*Provided records*.
----------------------------------------
PR #1190, opened 2022-03-31
Improve json parse error checking

mat-if:
## Summary

- Update parse-json to 5.2.0 which exports JSONError, allowing us to use `instanceof` to type check it
- Add some basic unit test coverage

## Testing Plan

- Unit tests
- Manually tested: `rm hosts.json`, `touch hosts.json`, also tried `echo asdf > hosts.json`

## Breaking Change

```
[ ] Yes
[x] No
```


deekerno (approved):
Nice find!

PR #1196, opened 2022-04-05
STAGING -> MASTER

mat-if:
## Summary

Should be able to just slide through without needing any version changes since it's just a build change and the npm builds were never released for last release

## Breaking Change

```
[ ] Yes
[ ] No
```


brekk (approved):
:shipit:

PR #1199, opened 2022-04-05
Refactor default dataDir in node and sdk

danield9tqh:
## Summary
Doing some refactoring and moving the default dataDir up to the level of the node and sdk. We don't want to set defaults deep in the code

## Testing Plan
Running current test suite

## Breaking Change

```
[ ] Yes
[X] No
```

### DIFF
--- a/ironfish/src/network/testUtilities/mockHostsStore.ts
+++ b/ironfish/src/network/testUtilities/mockHostsStore.ts
@@ -51,7 +51,7 @@ class MockFileSystem extends FileSystem {
 
 class MockHostsStore extends HostsStore {
   constructor() {
-    super(new MockFileSystem())
+    super(new MockFileSystem(), "~/.ironfish")
     super.set('priorPeers', [
       {
         address: '127.0.0.1',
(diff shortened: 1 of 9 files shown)


ironfish/src/network/testUtilities/mockHostsStore.ts
```diff
@@ -51,7 +51,7 @@ class MockFileSystem extends FileSystem {
 
 class MockHostsStore extends HostsStore {
   constructor() {
-    super(new MockFileSystem())
+    super(new MockFileSystem(), "~/.ironfish")
```
NullSoldier, line 54: Small nit, not mandatory but we could just pass DEFAULT_DATA_DIR here from config.ts

ironfish/src/node.ts
```diff
@@ -154,17 +154,18 @@ export class IronfishNode {
   }): Promise<IronfishNode> {
     logger = logger.withTag('ironfishnode')
 
+    const dataDirOrDefault = dataDir || DEFAULT_DATA_DIR
```
NullSoldier, line 157: I think this is my preference but I think this is simpler to just default the variable to its default value in the case that you want to set a default. We actually do use that pattern too in a lot of places, instead of creating a new variable. It also makes the diff a little simpler. What do you think?

NullSoldier (approved):

NullSoldier:
Looks great! LGTM.

PR #1202, opened 2022-04-06
Add graffiti to telemetry API payload

mat-if:
## Summary

Note that this isn't adding graffiti to the telemetry payload itself, just to the API request. Will need accompanying API PR

## Breaking Change

```
[ ] Yes
[ ] No
```

### DIFF
--- a/ironfish/src/node.ts
+++ b/ironfish/src/node.ts
@@ -205,7 +205,7 @@ export class IronfishNode {
     const telemetry = new Telemetry({
       chain,
       logger,
-      graffiti: config.get('blockGraffiti'),
+      config,
       metrics,
       workerPool,
       defaultTags: [{ name: 'version', value: pkg.version }],
--- a/ironfish/src/node.ts
+++ b/ironfish/src/node.ts
@@ -205,6 +205,7 @@ export class IronfishNode {
     const telemetry = new Telemetry({
       chain,
       logger,
+      graffiti: config.get('blockGraffiti'),
       metrics,
       workerPool,
       defaultTags: [{ name: 'version', value: pkg.version }],
--- a/ironfish/src/telemetry/telemetry.ts
+++ b/ironfish/src/telemetry/telemetry.ts
@@ -7,7 +7,7 @@ import { Config } from '../fileStores/config'
 import { createRootLogger, Logger } from '../logger'
 import { MetricsMonitor } from '../metrics'
 import { Block } from '../primitives/block'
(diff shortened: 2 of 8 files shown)


ironfish/src/node.ts
```diff
@@ -205,6 +205,7 @@ export class IronfishNode {
     const telemetry = new Telemetry({
       chain,
       logger,
+      graffiti: config.get('blockGraffiti'),
```
NullSoldier, line 208: Should we pass in graffiti and get this adhoc incase they change their graffiti while the node is running? Otherwise they'll have to restart the node.

rohanjadvani: Agreed with @NullSoldier

ironfish/src/telemetry/telemetry.ts
```diff
@@ -35,13 +36,15 @@ export class Telemetry {
...
     workerPool: WorkerPool
+    graffiti?: string
     logger?: Logger
     metrics?: MetricsMonitor
     defaultFields?: Field[]
     defaultTags?: Tag[]
   }) {
     this.chain = options.chain
     this.workerPool = options.workerPool
+    this.graffiti = options.graffiti ?? ''
```
rohanjadvani, line 47: I think most people will have this enabled, but we could leave this as optional and conditionally check for assignment in the API.

mat-if: I thought about that, but I didn't see any examples of optional params in the worker pool message serializers so wasn't sure if that was going to be a lot of extra work for temporary code

rohanjadvani: Makes sense. [This](https://github.com/iron-fish/ironfish/blob/91fe59d1bf1981ed224ef5ea4465dd35ee386ba8/ironfish/src/network/messages/disconnecting.ts#L40-L66) is how I am doing it for network serialization if you'd want to do that here - either way.

mat-if: Ah perfect, thanks, I'll follow that model

mat-if: This is _kind_ of moot now that we pass in the config here instead of graffiti, but just to make sure: I had this technically kind of wrong, since `config.get('blockGraffiti')` will always return a string, `''` is the default value

NullSoldier (approved):

rohanjadvani (approved):

PR #1207, opened 2022-04-07
remove node from request object

danield9tqh:
## Summary
Node is not being used on the request object so simplifying this code. It seems like the request being sent to a node should not already know about the node it's being sent to

## Breaking Change

```
[ ] Yes
[X] No
```


mat-if (approved):

dguenther (approved):
looks good!

PR #1208, opened 2022-04-09
Allow for RPC response on different connection

dguenther:
## Summary

Switches the RPC router to store peers on requests rather than connections, allowing responses to be sent over a different connection (for example, when switching from a WebSocket to WebRTC connection).

Also fixes an issue with RPC IDs incrementing in the RPC router.

## Breaking Change

```
[ ] Yes
[X] No
```

### DIFF
--- a/ironfish/src/network/messageRouters/rpc.ts
+++ b/ironfish/src/network/messageRouters/rpc.ts
@@ -3,15 +3,13 @@
  * file, You can obtain one at https://mozilla.org/MPL/2.0/. */
 
 import { createRootLogger, Logger } from '../../logger'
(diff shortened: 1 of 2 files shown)


ironfish/src/network/messageRouters/rpc.ts
```diff
@@ -142,12 +134,13 @@ export class RpcRouter {
           clearTimeout(timeout)
           reject(reason)
         },
+        peer: peer,
```
rohanjadvani, line 137:
```suggestion
        peer,
```

rohanjadvani (approved):

PR #1210, opened 2022-04-11
feat(ironfish): Yeet `getSize` from serializable interface

rohanjadvani:
## Summary

Remove the size from the network message header

## Testing Plan

Existing unit tests and ran node

## Breaking Change

```
[ ] Yes
[x] No
```


dguenther (changes requested):
We can probably drop it from being included on the message buffers, but still keep it on the message class so we can preallocate buffers.

dguenther (approved):

PR #1211, opened 2022-04-11
Remove node from ipc adapter

danield9tqh:
## Summary
Code cleanup, removing unused `node` field in the `IpcAdapter`. `IpcAdapter` accesses the node through the `Server` and should not need to know about the node directly. It is also not being used anywhere currently. Also adding stricter type validation to the `renderError` function since it is always called with an `Error` object

## Testing Plan
Current testing suite

## Breaking Change

```
[ ] Yes
[X] No
```

### DIFF
--- a/ironfish/src/rpc/adapters/ipcAdapter.ts
+++ b/ironfish/src/rpc/adapters/ipcAdapter.ts
@@ -7,7 +7,6 @@ import { v4 as uuid } from 'uuid'
 import * as yup from 'yup'
 import { Assert } from '../../assert'
 import { createRootLogger, Logger } from '../../logger'
-import { IronfishNode } from '../../node'
 import { YupUtils } from '../../utils/yup'
 import { Request } from '../request'
 import { ApiNamespace, Router } from '../routes'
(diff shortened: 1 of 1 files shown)


ironfish/src/rpc/adapters/ipcAdapter.ts
```diff
@@ -280,7 +274,7 @@ export class IpcAdapter implements IAdapter {
     this.server.emit(socket, 'stream', { id: messageId, data: data })
   }
 
-  renderError(error: unknown): IpcError {
+  renderError(error: Error): IpcError {
     let message = 'An error has occured'
     let stack = undefined
     let code: string = ERROR_CODES.ERROR
```
dguenther, line 280: I think the `error instanceof Error` check below can be removed, since now the types should guarantee an error is coming in. Other than that, looks good!

dguenther (approved):

ironfish/src/rpc/adapters/ipcAdapter.ts
danield9tqh: 👍 thanks, updated

PR #1624, opened 2022-06-13
PeerNetwork should sync transactions regardless of mempool accepting it

mat-if:
## Summary
This fixes issues where accounts can become out of sync when used on multiple machines, primarily due to creating transactions on all of them.

Closes IRO-2158

## Breaking Change

```
[ ] Yes
[ ] No
```


ironfish/src/network/peerNetwork.ts
```diff
@@ -702,8 +702,9 @@ export class PeerNetwork {
       return true
     }
 
+    await this.node.accounts.syncTransaction(verifiedTransaction, {})
```
NullSoldier, line 705: I'm not 100% sure if this is the right order or not, so it might be good to get an explanation on this over a call. I'll just post a bullet point of my thoughts.

 - In all other places syncTransaction is used, pre validation occurs. Since were not doing validation anymore, does this mean someone can craft invalid transactions and poison our wallet? It seems like we would want to do validation.
 -  We are still using the mem pool to gate the TX here, is that fine? If were not synced, and if the mem pool already has it.

NullSoldier:
I tested this manually, and my mem pool seems to grow and work correctly. I'll be curious to watch this one on the next production deploy.

NullSoldier (approved):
----------------------------------------
*The task*.
Among the lines of the records, copy out each one that contains the word "being".

*Expected answer*.
Node is not being used on the request object so simplifying this code. It seems like the request being sent to a node should not already know about the node it's being sent to
We can probably drop it from being included on the message buffers, but still keep it on the message class so we can preallocate buffers.
Code cleanup, removing unused `node` field in the `IpcAdapter`. `IpcAdapter` accesses the node through the `Server` and should not need to know about the node directly. It is also not being used anywhere currently. Also adding stricter type validation to the `renderError` function since it is always called with an `Error` object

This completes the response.